Mahkemece, davacı taraf davasını terditli olarak ikame etmiş olup, ... iptali tescil kararı verilmemesi halinde alacak talebinde bulunmuştur. Alacak talebini ise son celse müvekkilinin hisselerinin dava tarihindeki güncel rayiç değeri olarak açıklamıştır. Yapılan keşif sonucu alınan 02/03/2015 tarihli bilirkişi raporunda dava konusu taşınmazların dava tarihindeki rayiç değerleri belirlenmiş, ancak davalının veraset ilamına göre 1/12 oranında hissesine göre sonuç belirtilmemiş ise de, davalının veraset ilamındaki hisseleri nazara alınarak taşınmazların değerleri toplam 292.658,69 TL olarak belirlenmiştir. Davacı taraf ise fazlaya ilişkin hakları saklı tutulmak kaydıyla 10.000 TL talepte bulunduğundan taleple bağlı kalınarak davaya konu hisselerin dava tarihindeki rayiç değerlerinin tahsilinin mümkün olduğu gerekçesiyle davacı vekilinin şartları oluşmayan ... iptali tescil talebinin reddine, davacı vekilinin alacak talebinin kabulüne 10.000,00 TL'nin davalıdan tahsili ile davacıya verilmesine karar verilmiştir.
Hükmü, davalı ... vasisi ...temyiz etmiştir.
Kural olarak; temyiz kudreti bulunmayan, davranışlarının eylem ve işlemlerinin sebep ve sonuçlarını anlayabilme, değerlendirebilme ve ayırt edebilme kudreti bulunmayan bir kimsenin kendi iradesi ile hak elde edebilme, borç (yükümlülük) altına girebilme ehliyetinden söz edilemez.
Nitekim 4721 sayılı Türk Medeni Kanununun (TMK) 9. maddesinde yer alan “Fiil ehliyetine sahip olan kimse, kendi fiilleriyle hak edinebilir ve borç altına girebilir.' hükmüyle; bir kimsenin hak elde edebilmesi, borç (yükümlülük) altına girebilmesi, fiil ehliyetine bağlanmıştır.
Aynı Kanunun 10. maddesinde, “Ayırt etme gücüne sahip ve kısıtlı olmayan her ergin kişinin fiil ehliyeti vardır.” hükmüne,
“Ayırtım gücü“ ise aynı yasanın 13. maddesinde, “Yaşının küçüklüğü yüzünden veya akıl hastalığı, akıl zayıflığı, sarhoşluk ya da bunlara benzer sebeplerden biriyle akla uygun biçimde davranma yeteneğinden yoksun olmayan herkes, bu Kanuna göre ayırt etme gücüne sahiptir.” hükmüne,
“Ayırt etme gücünün bulunmaması” başlıklı 15. maddesinde ise, “Kanunda gösterilen ayrık durumlar saklı kalmak üzere, ayırt etme gücü bulunmayan kimsenin fiilleri hukuki sonuç doğurmaz.” hükmüne yer verilmiştir.

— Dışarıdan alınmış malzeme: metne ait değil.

PR #92, opened 2017-01-02
Mount Points with FCoE or iSCSI

sven15:
/usr and /var are not supported mount points for iSCSI and FCoE

https://bugzilla.suse.com/show_bug.cgi?id=1010297
uses text from https://bugzilla.suse.com/show_bug.cgi?id=1012335#c28

### DIFF
--- a/xml/storage_fcoe.xml
+++ b/xml/storage_fcoe.xml
@@ -106,6 +106,17 @@
     </imageobject>
    </mediaobject>
   </informalfigure>
+  <note>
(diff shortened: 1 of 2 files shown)


sven15:
[add NOTE: that separate /var and /usr partitions not supported for FCoE network boot](https://trello.com/c/47Tv0uBD/389-add-note-that-separate-var-and-usr-partitions-not-supported-for-fcoe-network-boot)

sven15:
Same text as in Pull Reqest #93

PR #93, opened 2017-01-03
system mount points for FCoE and iSCSI in deployment guide

sven15:
bsc#1010297 and bsc#1012335#c28

### DIFF
--- a/xml/inst_yast2.xml
+++ b/xml/inst_yast2.xml
@@ -2392,7 +2392,17 @@ sle_update.xml#sec.update.terminology: "Modules" -->
     </listitem>
    </itemizedlist>
   </note>
-
+  <note>
+   <title>Mount Points for FCoE and iSCSI Devices</title>
+   <para>FCoE and iSCSI devices will appear asynchronously during the
+    boot process. While the initrd guarantees that those devices are
+    setup correctly for the root file system, there are no such
+    guarantees for any other file systems or mount points like 
+    <filename>/usr</filename>. Hence any system mount points like 
+    <filename>/usr</filename> or <filename>/var</filename> are not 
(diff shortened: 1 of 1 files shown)


sven15:
[add NOTE: that separate /var and /usr partitions not supported for FCoE network boot](https://trello.com/c/47Tv0uBD/389-add-note-that-separate-var-and-usr-partitions-not-supported-for-fcoe-network-boot)

xml/inst_yast2.xml
```diff
@@ -2392,7 +2392,17 @@ sle_update.xml#sec.update.terminology: "Modules" -->
     </listitem>
    </itemizedlist>
   </note>
-
+  <note>
+   <title>Mount Points for FCoE and iSCSI Devices</title>
+   <para>FCoE and iSCSI devices will appear asynchronously during the
+    boot process. While the initrd guarantees that those devices are
+    setup correctly for the root file system, there are no such
```
sknorr: style: setup -> set up (this is a verb)

xml/inst_yast2.xml
```diff
@@ -2392,7 +2392,17 @@ sle_update.xml#sec.update.terminology: "Modules" -->
...
+    guarantees for any other file systems or mount points like 
+    <filename>/usr</filename>. Hence any system mount points like 
+    <filename>/usr</filename> or <filename>/var</filename> are not 
+    supported. If you want to use those devices, ensure correct
+    synchronisation with the respective services and devices.</para>
```
sknorr: Sounds a bit circular: "to use devices ... ensure sync with devices." - not sure here.

sven15: Yes, an "of" would be better.

PR #94, opened 2017-01-03
Updates are now referencing SLE12 SP2 instead of SP1, bsc#1016464

sven15:
The docu was still "describing" the update to SP1 instead of SP2.
Fix for https://bugzilla.novell.com/show_bug.cgi?id=1016464


sven15:
[SLES12SP2 docu: Upgrading to SLES 12 SP2 shows SP1 only](https://trello.com/c/zkG7SPbF/396-sles12sp2-docu-upgrading-to-sles-12-sp2-shows-sp1-only)

PR #98, opened 2017-01-16
Added Warning about Regular Expressions in multipath.conf

sven15:
* replaced IDE with SATA
* added warning about regex in multipath.conf


sven15:
[multipath-tools parse error](https://trello.com/c/P5kynSsN/390-multipath-tools-parse-error)

PR #99, opened 2017-01-20
Generate POT files from XML files

guoyunhe:
UPDATE:

1. Use itstool by GNOME project.
2. Generate single pot file for all xml document files.

---

This effort try to convert DocBook XML to GNU Gettext POT and take full advantage of Weblate (http://l10n.opensuse.org/) for community localization teams.

poxml (kde-l10n-devel), developed by KDE project, was used for the task. Generated POT files are generally good for using.

The only mistake is that a docmanager tag will be imported.

```po
#. Tag: dm:docmanager
#: zypper.xml:14
#, no-c-format
msgid "<dm:bugtracker></dm:bugtracker> <dm:translation>yes</dm:translation>"
msgstr ""
```

I can translate po files in a local environment without any issues, using Lokalize software.

spectacle lh4246

I add translation to develop branch because it would support all future openSUSE releases.

Old translations in XML can be imported by `split2po`.

How do you think?


sknorr:
Can you also provide a makefile (or at least a textual description of what you did)? Thanks!

guoyunhe:
Haven't try to build XML back. But I will do and tell you result.

I can write makefile if everything works as expected.

sknorr:
(fyi, I have just opened https://github.com/openSUSE/release-notes-openSUSE/issues/54 and will investigate whether this makes sense for the Leap 42.3 release notes.)

guoyunhe:
I can get translated XML with following command:

```
po2xml xml/zypper.xml l10n/zh_CN/zypper.po | xmllint --format - > l10n/zh_CN/zypper.xml
```

Raw XML generated by po2xml is very ugly. But after xmllint formating, it looks much better. It does not have the same spaces and line breaks as original XML. But I think they would generate the same HTML, PDF or other readable document.

spectacle bz4246

guoyunhe:
Now here are two scripts to convert between po and xml.

xml2pot.sh

```bash
#!/bin/bash
#
# Convert DocBook XML files to GNU Gettext POT files.
#
# POT files will be imported to Weblate http://l10n.opensuse.org/
# Weblate will sync POT and PO files automatically.
#

for xml in xml/*.xml;
do
    tmp=${xml#xml/}
    name=${tmp%.xml}
    echo $name
    xml2pot $xml > l10n/templates/$name.pot
done

```

po2xml.sh

```bash
#!/bin/bash
#
# Convert GNU Gettext POT files to DocBook XML files.
#
# PO files will be downloaded from Weblate http://l10n.opensuse.org/
# Weblate will sync POT and PO files automatically.
#

for xml in xml/*.xml;
do
    tmp=${xml#xml/}
    name=${tmp%.xml}
    echo $name
    for po in $(find l10n -name "$name.po");
    do
        langdir=${po%$name.po}
        mkdir -p $langdir/xml
        po2xml $xml $po | xmllint --format - > $langdir/xml/$name.xml
    done
done
```

guoyunhe:
Makefile done.

I am not very familiar with GNU Make. However, the makefile works as expected. Language directories are matched manually, that is why here is a very very long list of po --> xml matches. Watched languages are the same with openSUSE release notes and Weblate.

`xml2pot` will throw a segmentation fault when processing `troubleshooting.xml`. So I filter it out in makefile. Maybe it is too long to parse or xml2pot has some bug. Anyway, other XML files can be converted nicely.

guoyunhe:
Thanks @GroverChouT for shorten the Makefile.

guoyunhe:
@sknorr Could you review the pull request and see if here is something to be done?

sknorr:
Very sorry. I have done some things, but did not get everything to work properly yet: https://github.com/SUSE/doc-sle/tree/feature/trans-mf

svenseeberg:
We stumbled upon issues with the xml2po and po2xml tools. They are not working as expected ans xml2po currently only works with Python2. However, Python2 will not be supported with the next SLE and openSUSE releases. The other issue is that xml2po drops namespaces from tags. We want to enable translations but we need to tackle the tooling issues first.

guoyunhe:
Thanks for the update!

I understand your concern. I could contact the author of this tool to fix the problem. Or we can fork it once I get time.

svenseeberg:
Yes, sure. You're welcome to do so. At some point we need a working conversion tool that works with upcoming (open)SUSE releases. We are also internally discussing the option of spending some resources for bringing the xml2po script to Python3. One of our colleagues already started with the conversion: https://github.com/tomschr/xml2po-ng

sknorr:
So, it seems like we might be able to use itstool (packaged under the same name) -- we have not yet checked it very thoroughly but it seems the most modern and promising of all the XML->PO tools. Which would then mean, we'd "only" need to sort out the issues in the Makefile.

GroverChouT:
Hi all. Our Chinese wiki and translation team found that Installation page on English wiki just simply refer to doc.o.o, which means we can't go further without this works as Guo did try to help a few months ago. Our community wondering how soon can we start to translate this documents. We believe it will help us to attract more new users to use openSUSE.

svenseeberg:
I cannot promise anything right now, but I'll try to package the itstool and include it in the openSUSE Documentation:Tools repository. Then we can take care of the makefile.

guoyunhe:
Updated Makefile with itstool.

Gianvacca:
Hi @guoyunhe ,
as anticipated via mail, I would rather prefer a multi-pot approach.
Otherwise, I have only praises for your work.
Alessio

svenseeberg:
Thank you all for contributing. We continue the work and discussion in #358

PR #110, opened 2017-03-23
Fix mis-identified parameter for qcow2 images used in

bfrogers:
Virtualization Best Practices doc. 12-cache-size (twelve)
should instead read l2-cache-size (ell two, as in level 2).

Signed-off-by: Bruce Rogers <brogers@suse.com>


bfrogers:
Let me re-do the description a bit.

PR #111, opened 2017-03-23
Fix mis-identified parameter for qcow2 images

bfrogers:
The Virtualization Best Practices doc has a mis-identified
qcow2 image parameter. The string 12-cache-size (twelve)
should instead read l2-cache-size (ell two, as in level 2).

Signed-off-by: Bruce Rogers <brogers@suse.com>


fsundermeyer:
Thank you very much!

PR #115, opened 2017-04-07
added salt module

schubi2:


imobachgs:
LGTM. Let's wait for the documentation team. Thanks!

sknorr:
Are you sure that abbreviating "Configuration Management System" as CMS is a good idea? Personally, I find it a bit dangerous to redefine an abbreviation that is very widely used for "Content Management System".

Also see https://en.wikipedia.org/wiki/CMS#Computing which provides multiple resolutions of the abbreviation but does not mention "Configuration Management System" (yet).

imobachgs:
Good point. Yes, we probably need to find a better acronym. In the section you mention, I can read:

*Configuration management system, now known as software configuration management*

So what about SCM? The problem is that it's also the acronym for *source control management*. With a three-letters acronym we have a high chance to collide :)

sknorr:
Can you avoid using an acronym here? I know that makes some sentences longer but still... maybe just "Configuration Management" would suffice?
Afaics, this is what our SUSE Manager docs are using ( https://github.com/SUSE/doc-susemanager ).

sknorr:
Thanks!

PR #117, opened 2017-04-10
Revamped Upgrade Chapters

sven15:
* sorted all methods into "Offline" and "Online" methods


xml/sle_update_upgrading.xml
```diff
@@ -621,583 +638,90 @@ tmpfs          506M     0  506M   0% /dev/shm
...
+     <para>
+      Boot DVD, flash disk, ISO image, &ay;, <quote>plain RPM</quote> and
+      third-party tools
+     </para>
+    </listitem>
+   </varlistentry>
+  </variablelist>
+  <para>
+   Upgrading from &sle; 11 SP4 to &sle; 12 SP3 is only supported via
+   an offline upgrade.
```
tomschr: I think there is a missing transition. Could you add an additional text to lead over the following itemizedlist? I think it would be enough to amend the text with: "... an offline upgrade using one of the following methods:"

Tüm bu düzenlemeler göstermektedir ki, ayırtım gücü bulunmayan kimsenin geçerli bir iradesinin bulunmaması nedeniyle, kanunda gösterilen ayrık durumlar saklı kalmak üzere, yapacağı işlemlere sonuç bağlanamayacağından 11.06.1941 tarih ve 4/21 sayılı İçtihadı Birleştirme Kararında da belirtildiği üzere karşı tarafın iyi niyetli olması o işlemi geçerli kılmaz.
Görülmektedir ki, bir kimsenin fiil ehliyetinin tespiti, şahıs ve mamelek hukuku bakımından doğurduğu sonuçlar itibariyle çok büyük önem taşımaktadır. Bu nedenle, davanın taraflarından birinin ayırtım (temyiz) gücünün olmaması kamu düzenine ilişkin olup; mahkemece bu husus re'sen gözetilmeli ve araştırılmalıdır.
Hal böyle olunca, davanın çözümüne yönelik olarak, öncelikle davalı ...'nın işlem tarihi itibariyle temyiz kudretinin bulunup bulunmadığının araştırılması gerekir. Zira kişinin sonraki bir tarihte kısıtlanmış olması, öncesinde temyiz kudretinin var olduğunu göstermez; bu araştırmanın mutlaka yapılması gerekir.
Her ne kadar 6100 sayılı Hukuk Muhakemeleri Kanunu'nun 282. (ve 1086 sayılı HUMK'nun 286.) maddesinde belirtildiği üzere hakim, bilirkişinin oy ve görüşünü diğer delillerle birlikte serbestçe değerlendirebilir; bilirkişinin oy ve mütalâası hâkimi bağlamaz ise de temyiz kudretinin yokluğu, yaş küçüklüğü, akıl hastalığı, akıl zayıflığı veya sarhoşluk gibi salt biyolojik nedenlere değil, aynı zamanda bilinç, idrak, irade gibi psikolojik unsurlara da bağlı olduğundan, akıl hastalığı, akıl zayıflığı gibi biyolojik ve buna bağlı psikolojik nedenlerin belirlenmesi, çoğu zaman hakimlik mesleğinin dışında özel ve teknik bilgi gerektirmektedir.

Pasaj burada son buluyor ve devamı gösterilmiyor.